The medication thing is difficult. SIL thinks that MIL is not taking them all - when she cleans she often finds tablets in odd places - but she's not able to be there all the time as she works full-time. MIL - even if asked an hour after - has no reliable recollection of whether she has taken them or not (sometimes she says that John from upstairs has come to help her with that - there is no John). And FIL can't seem to grasp that she needs to have the tablets handed to her, and he needs to watch her swallow them every single time: it's not enough to just remind her to take them and assume that she has. He just doesn't seem to grasp this - and TBF when she's more lucid MIL totally resents being told to take her tablets, as she believes that she's totally capable of taking them and gets pretty grumpy with him so he backs off. It's a mess.

OP posts:
MereDintofPandiculation · 01/02/2020 13:03

when she's more lucid MIL totally resents being told to take her tablets, as she believes that she's totally capable of taking them and gets pretty grumpy with him so he backs off Had this with my father. There are three reasons why he's so much healthier now he's in a home 1) he's being given his tablets and watched taking them 2) he's being fed well 3) he's being turned in bed in the night. 1) and 2) sound such easy things to do, but it proved quite impossible with him at home, given that he does have capacity and his stubbornness is unmatched.

Rinsefirst · 01/02/2020 14:02

Would it be useful if your DH contacted their social work team to say he’s not local and heavily committed elsewhere but v concerned for his sister . Could he press upon SW to try to factor out your DSil in the arrangements that need to be put in place.
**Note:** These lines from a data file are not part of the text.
PR #687, opened 2024-02-09
RTF fix 

### LINKED ISSUE #686: [BUG] RTFNotes eats AdditionalMenuOptions et al
**Describe the bug**
When the bundler builds the `RTFNotes` from `Notes` it erroneously eats the `AdditionalMenuOptions`, `AdditionalUndoText`, and `AdditionalDescriptions` if they follow `Notes`, which they often do. 

**To Reproduce**
Examine any `dist` version of a script with `AdditionalMenuOptions`. `beam_selected_region.lua` is an example.

@asherber

asherber:
Fixes #686 

I had a greedy regex where a non-greedy one was wanted, and I didn't have a test case to cover this situation. When I committed the initial code, I verified visually that the only changes in dist were that `RTFNotes` got added -- but I didn't look closely enough to see that the field contained more than it should have. All better now.

### DIFF
--- a/.github/actions/bundle/dist/index.js
+++ b/.github/actions/bundle/dist/index.js
@@ -6984,7 +6984,7 @@ const getHashURL = (name) => {
 };
 const getRTFNotes = (input) => {
     let result = '';
-    const notesRegex = /(?<=finaleplugin.Notes = \[\[).*(?=\]\])/ius;
+    const notesRegex = /(?<=finaleplugin.Notes = \[\[).*?(?=\]\])/ius;
     const match = input.match(notesRegex);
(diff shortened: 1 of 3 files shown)


rpatters1:
My regex experience is limited to using the ones ChatGPT tells me to. If you're satisfied that it works, let's merge it.

asherber:
You're familiar with the old chestnut?

>Some people, when confronted with a problem, think "I know, I'll use regular expressions." Now they have two problems.

This change passes the eye test and also passes the test case I added to the suite. And the RTF for `beam_selected_region.lua` looks correct. Merging.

Passthebubbly · 05/02/2020 13:32

Scotland here too and was in your exact situation. My heart goes out to you. My dad had Parkinson’s and lb dementia for 13 years. Mum was his Carer and as things got worse refused all help and support from social work. Carers would turn up and be refused entry.
She cared for him until 6 weeks before he died when she herself had a stroke. He was admitted to respite care where he died. She to this day can’t see if she had just accepted help things wouldn’t potentially have got so bad. Breaks my heart

Passthebubbly · 05/02/2020 13:34

And it doesn’t matter how many times I contacted social work she turned it away every single time they tried to help. I run myself into the ground helping and the ironic thing is not we are back in the same situation with her refusing care for herself as “she has her daughter”. It will be me having the stroke next at this rate

PermanentTemporary · 11/02/2020 16:19

Tbh I would say she is being neglected as your FIL is unable to meet her needs through no fault of his own. My FIL nearly killed himself caring for my MIL 24 hours a day. He still insists MIL understands everything he says. I would put money on this not being true but at least it no longer affects her wellbeing.

Ultimately it was a hospital admission that made things change in their case. It may take something similar for your pils.

I would write to her GP about the medication and the care assessment. Then at least you have put concerns on the record.